PR #62, opened 2026-07-13
feat(router): add escalation_router profile with judge-latched strong/weak routing

linj-glitch:
## Summary

Ports the escalation-router work from the private fork (branch `linj_router_exp`) to the public repo.

- Adds an `escalation_router` profile with judge-latched strong/weak routing, including the escalation-judge request processor, profile configs, and `route_bundle` CLI support.
- ESC8 escalation-judge campaign through ESC7 plus a prompt generalization audit: judge prompt refinements, cost-estimator updates (`switchyard/lib/cost_estimator.py`, `crates/switchyard-components/src/stats/cost.rs`), and expanded tests.
- Adds routing-algorithm docs (`docs/routing_algorithms/escalation_router_routing.md`) and registers them in `mkdocs.yml`.

Note: changes under the `benchmark/` folder from the original branch are intentionally excluded from this PR.

## Test plan

- `tests/test_escalation_judge_request_processor.py`
- `tests/test_escalation_router_profile.py`
- `tests/test_route_bundle.py`

## Summary by CodeRabbit

* **New Features**
  * Added escalation-router routing, which starts requests on a weaker tier and can permanently promote them to a stronger tier when a judge detects difficulty.
  * Added YAML configuration support and public configuration exports for escalation routing.
  * Added session-affinity latching, configurable confirmation rules, fallbacks, timeouts, and judge controls.
  * Added pricing support for Nemotron 3 Ultra and additional Claude model variants.

* **Documentation**
  * Added comprehensive escalation-router configuration and behavior documentation.
  * Updated routing strategy navigation and overview guidance.


switchyard/lib/processors/escalation_judge_request_processor.py
```diff
@@ -0,0 +1,815 @@
...
+
+    first_user_seen = False
+    tail_taken = 0
+    for m in messages:
+        if not isinstance(m, dict):
+            continue
+        role = m.get("role")
+        if role in ("system", "developer"):
+            hasher.update(_message_text(m).encode("utf-8"))
+            hasher.update(b"\x00")
```
ayushag-nv: The session_key is already derived in SesssionAffinity classes, please try to re-use that

switchyard/lib/processors/escalation_judge_request_processor.py
```diff
@@ -0,0 +1,815 @@
...
+steering the session (a new instruction, a correction, an answer), and
+is the most current statement of what the agent should be doing. Judge
+the *trajectory* — is the agent making real progress toward what the
+user currently wants — not the difficulty of the task itself. Return
+exactly one JSON object:
+
+{"escalate": boolean, "reason": "one short sentence naming the pattern"}
+
+Escalation is one-way for the rest of the session and expensive.
+Escalate only on a clear PATTERN of trouble, never on a single failed
```
ayushag-nv: Prompt should not be hardcoded. This is a tech debt to maintain and gives user less flexibility to change on runtime . Please make this configurable and move this to a prompt file. hardocded prompts should not be in the code files.

switchyard/cli/route_bundle.py
```diff
@@ -1008,6 +1051,147 @@ def _deterministic_switchyard(
...
+        strong:
+          model: anthropic/claude-opus-4.7
+          api_key: ${OPENROUTER_API_KEY}
+          base_url: https://openrouter.ai/api/v1
+        weak:
+          model: deepseek/deepseek-v4-pro
+          api_key: ${OPENROUTER_API_KEY}
+          base_url: https://openrouter.ai/api/v1
+        fallback_target_on_evict: strong
+        session_key_depth: 0        # >0 only for k>1 benchmark trials
```
ayushag-nv: These kind of doc strings just increases lines of code. Please keep this concise.

switchyard/lib/profiles/escalation_router_profile_config.py
```diff
@@ -0,0 +1,133 @@
...
+            EscalationJudgeRequestProcessor,
+        )
+        from switchyard.lib.processors.reasoning_effort_normalizer import (
+            ReasoningEffortNormalizer,
+        )
+        from switchyard.lib.profiles.deterministic_routing_profile_config import (
+            _apply_deepseek_overrides,
+            _apply_default_tier_timeout,
+        )
+        from switchyard.lib.session_affinity import SessionAffinity
```
ayushag-nv: Please move these imports to top level. We don't do imports under methods unless it is absolute necessary

ayushag-nv (dismissed):
This looks like a extension of LLM classifier or existing stage router. I suggest we should consider this as a design to extend our existing routers to accomodate this like we did for Session Pinning in the existing routers.

switchyard/lib/processors/escalation_judge_request_processor.py
linj-glitch: Good catch, thanks! Done in 1fc31a0 — the memoized derivation that lived in `SessionAffinity._session_key` is now a shared `resolve_session_key()` in `session_affinity.py`, and the judge's streak bookkeeping reuses it instead of reimplementing the lookup.

One part is intentionally kept separate: `_deep_session_key` is the `session_key_depth > 0` benchmark-only override that extends the key with the first N post-task messages so repeated identical-prefix trials get separate latches. It seeds the same `CTX_SESSION_KEY` metadata slot, so every downstream consumer (affinity included) still sees one consistent key per request.

switchyard/lib/processors/escalation_judge_request_processor.py
linj-glitch: Agreed — done in 1c942d7. The default prompt now lives in package data at `switchyard/lib/processors/prompts/escalation_judge.md` (same pattern as the stage-router classifier prompt) and is loaded at import, so there's no longer a prompt hardcoded in the code file.

For runtime flexibility there are now two YAML overrides on the route: the existing inline `judge.prompt` and a new `judge.prompt_path` that reads the rubric from a file (the two are mutually exclusive, with a clear config error).

One guard rail to be aware of: this exact default text is the benchmark-validated line of record, so a unit test pins its hash. Editing the file is still easy — the test just makes it a deliberate act that prompts re-validation instead of a silent drift.

switchyard/cli/route_bundle.py
linj-glitch: Fair point — trimmed in e3fa30b. The docstring is down to a short summary, and the full YAML schema and knob reference live in `docs/routing_algorithms/escalation_router_routing.md`, which it now points to.

switchyard/lib/profiles/escalation_router_profile_config.py
linj-glitch: Done in 13c6ead — hoisted all of the `build()` imports to module top; there's no import cycle in practice, and the full test suite is green.

Small note for context: the deferred-import pattern was originally mirrored from `deterministic_routing_profile_config.py`'s `build()`, which still uses it. I left that file untouched to keep this PR scoped, but happy to align it in a follow-up if you'd like.

switchyard/lib/processors/escalation_judge_request_processor.py
```diff
@@ -0,0 +1,635 @@
...
+
+    first_user_seen = False
+    tail_taken = 0
+    for m in messages:
+        if not isinstance(m, dict):
+            continue
+        role = m.get("role")
+        if role in ("system", "developer"):
+            hasher.update(_message_text(m).encode("utf-8"))
+            hasher.update(b"\x00")
```
ayushag-nv: may be you should extend existing data stuctures and make them more robust rather than adding this helpers

switchyard/lib/processors/escalation_judge_request_processor.py
```diff
@@ -0,0 +1,635 @@
...
+            )
+    first_user_seen = False
+    for m in trimmed:
+        if not isinstance(m, dict):
+            continue
+        role = m.get("role")
+        text = _message_text(m)
+        if role in ("system", "developer"):
+            anchor_lines.append(f"[{role}] " + _truncate(text, config.system_chars))
+        elif role == "user" and not first_user_seen:
```
ayushag-nv, line 500: This kind of thing is also present in classifier code for summarizing request, trim request etc. May be try to re-use them or extend them in a generic way.

switchyard/lib/profiles/escalation_router_profile_config.py
```diff
@@ -0,0 +1,132 @@
...
+            strong_target,
+        )
+        weak_backend = maybe_wrap_anthropic_cache(
+            build_native_backend(weak_target),
+            weak_target,
+        )
+
+        backend = DeterministicRoutingLLMBackend(
+            tiers={
+                _TIER_STRONG: (strong_backend, strong_target.model),
```
ayushag-nv: Blocking: `EscalationRouterConfig` allows custom target IDs, but this backend is always keyed as `strong`/`weak`. I reproduced this with `cheap` and `frontier`: after weak overflowed, the retry selected `frontier`, the backend did not recognize it, and weak was called again until the pool was exhausted. Can we either key the backend with the configured IDs or restrict the config to these literal IDs, and add an overflow test through the full profile?

switchyard/lib/processors/escalation_judge_request_processor.py
```diff
@@ -0,0 +1,635 @@
...
+
+from switchyard.lib.backends.deterministic_routing_llm_backend import (
+    CTX_DETERMINISTIC_ROUTING_TIER,
+)
+from switchyard.lib.conversation_turn import conversation_turn_number
+from switchyard.lib.llm_client import OpenAILLMClient
+from switchyard.lib.processors.llm_classifier.request_processor import (
+    LLMClassifierClient,
+    OpenAIChatLLMClassifierClient,
+    _strip_markdown_fence,
```
ayushag-nv: I think this is the place to share more of the existing classifier path. The judge imports private classifier helpers, then reimplements structured-output parsing, fail-open handling, usage accounting, and logging. Could we extract a supported structured-decision client and keep only the escalation policy and confirmation logic here? That would give the classifier, stage router, and escalation router one common model-call path.

switchyard/lib/profiles/escalation_router_profile_config.py
```diff
@@ -0,0 +1,132 @@
...
+        judge_config = EscalationJudgeConfig(
+            model=judge_target.model,
+            api_key=judge_target.api_key,
+            base_url=judge_target.base_url,
+            timeout_s=judge_target.endpoint.timeout_secs or config.judge_timeout_s,
+            system_prompt=config.judge_system_prompt or ESCALATION_JUDGE_SYSTEM_PROMPT,
+            min_judge_turn=config.judge_min_turn,
+            escalate_confirmations=config.judge_escalate_confirmations,
+            confirmation_window=config.judge_confirmation_window,
+            disable_reasoning=config.judge_disable_reasoning,
```
ayushag-nv: Can we use `model_accepts_reasoning_hint()` here, as the classifier and stage router already do? With the current default, a Claude or Bedrock judge gets the vLLM-only `chat_template_kwargs` field, rejects the call, and every judged turn quietly falls back to weak. The existing Claude and DeepSeek compatibility tests should carry over as well.

switchyard/lib/processors/escalation_judge_request_processor.py
```diff
@@ -0,0 +1,635 @@
...
+    if isinstance(content, str):
+        return content
+    parts: list[str] = []
+    for block in content:
+        if isinstance(block, str):
+            parts.append(block)
+            continue
+        if not isinstance(block, dict):
+            continue
+        text = block.get("text")
```
ayushag-nv: Anthropic tool calls are lost here because `tool_use` blocks have neither `text` nor nested `content`. I tried a bash tool call and the judge transcript contained an empty assistant line, which removes exactly the repeated-command signal this router relies on. Can we use one format-aware transcript renderer for Chat, Responses, and Anthropic rather than flattening each shape here?

switchyard/lib/profiles/escalation_router_profile_config.py
```diff
@@ -0,0 +1,132 @@
...
+from switchyard.lib.processors.escalation_judge_request_processor import (
+    ESCALATION_JUDGE_SYSTEM_PROMPT,
+    EscalationJudgeConfig,
+    EscalationJudgeRequestProcessor,
+)
+from switchyard.lib.processors.reasoning_effort_normalizer import (
+    ReasoningEffortNormalizer,
+)
+from switchyard.lib.profiles.chain import ComponentChainProfile
+from switchyard.lib.profiles.deterministic_routing_profile_config import (
```
ayushag-nv: This duplicates the deterministic router's target resolution, timeout defaults, DeepSeek overrides, backend construction, and Anthropic cache wrapping, and it already needs private helpers from that profile. Could we pull that into a supported two-tier builder so the two profiles cannot drift as those rules change?

switchyard/lib/processors/escalation_judge_request_processor.py
```diff
@@ -0,0 +1,635 @@
...
+    pre-escalation turn; a slow judge taxes the whole session, so keep this
+    tight — any failure or timeout fails open to the weak tier."""
+
+    max_completion_tokens: int = Field(default=128, ge=16)
+    system_prompt: str = Field(default=ESCALATION_JUDGE_SYSTEM_PROMPT, min_length=1)
+    structured_output_mode: Literal["json_schema", "json_object"] = "json_schema"
+    disable_reasoning: bool = True
+    extra_headers: dict[str, str] | None = None
+
+    dump_verdicts_to_stderr: bool = True
```
ayushag-nv: This is still enabled in the shipping profile, including the launcher path, and the payload includes part of the first user message as `task_hint`. The classifier profile disables its stderr dump because it interferes with the agent TUI. Can we make this benchmark output explicitly opt-in and keep production routing telemetry in the normal stats path?

switchyard/lib/profiles/escalation_router_profile_config.py
```diff
@@ -0,0 +1,132 @@
...
+
+    def build(self) -> ComponentChainProfile:
+        """Build the escalation-router profile runtime."""
+        config = self.config
+
+        # The affinity store IS the escalation latch, so it is always on.
+        # Warmup gating lives in the judge processor (min_judge_turn), not
+        # here — affinity warmup would delay a decided escalation from
+        # taking effect, not just from being decided.
+        affinity = SessionAffinity(
```
ayushag-nv, line 54: The profile describes escalation as one-way for the rest of the task, but this creates only an in-process affinity store, and the confirmation streak is another local LRU. A worker or pod change can lose the latch, and confirmations split across workers never accumulate. Is that intended? If this is a production profile, I think it should expose the existing shared affinity store and define how pending confirmations are shared.

switchyard/cli/route_bundle.py
```diff
@@ -1008,6 +1052,151 @@ def _deterministic_switchyard(
...
+    )
+    valid_ids = {strong.id, weak.id}
+    if fallback_target_on_evict not in valid_ids:
+        raise RouteBundleConfigError(
+            f"route {model_id!r}: fallback_target_on_evict="
+            f"{fallback_target_on_evict!r} must match one of {sorted(valid_ids)} "
+            f"(the configured strong/weak target ids)",
+        )
+
+    config_data: dict[str, object] = {
```
ayushag-nv, line 1137: We now have a second escalation config schema here, including copies of defaults already owned by `EscalationRouterConfig`, while the new router is only reachable through the deprecated route-bundle path. Could we register it with the primary profile loader and make this compatibility path delegate to the same parser? Otherwise these two config surfaces will drift.

switchyard/lib/processors/escalation_judge_request_processor.py
```diff
@@ -0,0 +1,635 @@
...
+
+    model: str = Field(min_length=1)
+    api_key: str | None = None
+    base_url: str | None = None
+    timeout_s: float = Field(default=5.0, gt=0.0)
+    """Judge wall-clock ceiling. The judge sits on the request path of every
+    pre-escalation turn; a slow judge taxes the whole session, so keep this
+    tight — any failure or timeout fails open to the weak tier."""
+
+    max_completion_tokens: int = Field(default=128, ge=16)
```
ayushag-nv, line 103: `judge_disable_reasoning=False` is exposed, but the completion budget remains fixed at 128 tokens and is not configurable from the profile. The classifier uses a much larger budget because reasoning tokens and the JSON verdict share the same limit. Should we reuse that budget policy or expose the limit here? As written, a reasoning judge can truncate before producing a verdict and silently fail open.

ayushag-nv (changes requested):

switchyard/lib/processors/escalation_judge_request_processor.py
linj-glitch: Done in a6a5f89. The depth extension is now part of the canonical key derivation: Rust `session_key_from_body` gained a `with_depth` variant sharing one hashing core, the Python binding takes `depth=0`, and `resolve_session_key(ctx, request, depth=N)` passes it through. The judge now calls the existing structure; the private re-implementation is removed. Unifying also closed a gap — the Rust tail-hasher covers tool-call payloads, so trials whose early divergence is entirely in tool calls (empty `content`) now get separate latches.

switchyard/lib/processors/escalation_judge_request_processor.py
linj-glitch: Done in 155bc6b. The shared plumbing — message trimming, content flattening, truncation, output-fence stripping — moved to `switchyard/lib/processors/message_condensing.py` with public names, and the classifier, judge, and plan-execute planner all import from it (the planner had a third copy of the fence stripper). Only the output shape stays per-processor: condensed JSON body for the classifier, role-labeled transcript for the judge.

switchyard/lib/profiles/escalation_router_profile_config.py
linj-glitch: Done in 920190c, taking the first option: the backend tiers are keyed by the configured target ids. The judge processor takes `strong_tier`/`weak_tier` labels, the profile passes `config.strong.id`/`config.weak.id`, and the config now rejects duplicate ids. Your repro is covered by a full-profile test (`cheap`/`frontier`, weak overflows, retry lands on `frontier`).

switchyard/lib/profiles/escalation_router_profile_config.py
linj-glitch: Done in 817693b. The profile gates the hint with `model_accepts_reasoning_hint()`, same as the classifier presets and the stage router, so Claude/Bedrock judges never receive `chat_template_kwargs`. Added Claude and non-Anthropic judge tests alongside the existing DeepSeek gateway test.

switchyard/lib/processors/escalation_judge_request_processor.py
linj-glitch: Done in 9600504. The transcript renderer is already one shared, format-aware flattener (`message_condensing.py`) — the gap was the missing block type. `tool_use` blocks now render as `tool_call name(input)`, consistent with the OpenAI Chat and Responses shapes, and the Rust deep-key tail hashing got the same handling so Anthropic-format benchmark trials diverge correctly. Test covers a bash tool call surviving into the judge transcript.

switchyard/lib/profiles/escalation_router_profile_config.py
linj-glitch: Done in 91812c4. `switchyard/lib/profiles/tier_target_builders.py` now owns the tier-timeout default, DeepSeek overrides, `format='auto'` resolution, native backend construction, and Anthropic cache wrapping; both profiles call `build_tier_backend()` and the private cross-imports are gone.

switchyard/lib/processors/escalation_judge_request_processor.py
linj-glitch: Done in 8e986d1. `dump_verdicts_to_stderr` defaults off everywhere now; benchmark runs opt in with `judge.dump_verdicts: true` (existing benchmark configs need that one-line addition). Production routing telemetry stays on the stats path.

switchyard/lib/profiles/escalation_router_profile_config.py
linj-glitch: Done in 8e986d1 for the latch: `affinity_store: redis` + `affinity_store_url` share it through the existing `RedisPinStore` L2 (best-effort, circuit-breakered), same semantics as the latency route. The confirmation streak stays per-process by design — it's short-lived counting state, and a shared store on the verdict path would add a round trip per judged turn. The config docs now state that limitation and recommend `confirmations: 1` (the default) or session-sticky load balancing on multi-worker deployments. Open to revisiting if there's a deployment that needs distributed confirmations.

switchyard/lib/processors/escalation_judge_request_processor.py
linj-glitch: Done in 8e986d1. `judge.max_completion_tokens` is exposed, and the default follows the reasoning mode: 128 with the thinking-off hint in effect, 4096 (the classifier's budget) when `judge.disable_reasoning: false` — so a reasoning judge no longer truncates and fails open by default. Explicit values win.

ayushag-nv (approved):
################
» PROBLEM TO WORK ON:
From the entries above, write out only the lines starting at the line that holds "judge detects difficulty." and ending at the line that holds "and behavior documentation.", keeping both and matching them exactly.

» SOLVED EXERCISE:
  * Added escalation-router routing, which starts requests on a weaker tier and can permanently promote them to a stronger tier when a judge detects difficulty.
  * Added YAML configuration support and public configuration exports for escalation routing.
  * Added session-affinity latching, configurable confirmation rules, fallbacks, timeouts, and judge controls.
  * Added pricing support for Nemotron 3 Ultra and additional Claude model variants.

* **Documentation**
  * Added comprehensive escalation-router configuration and behavior documentation.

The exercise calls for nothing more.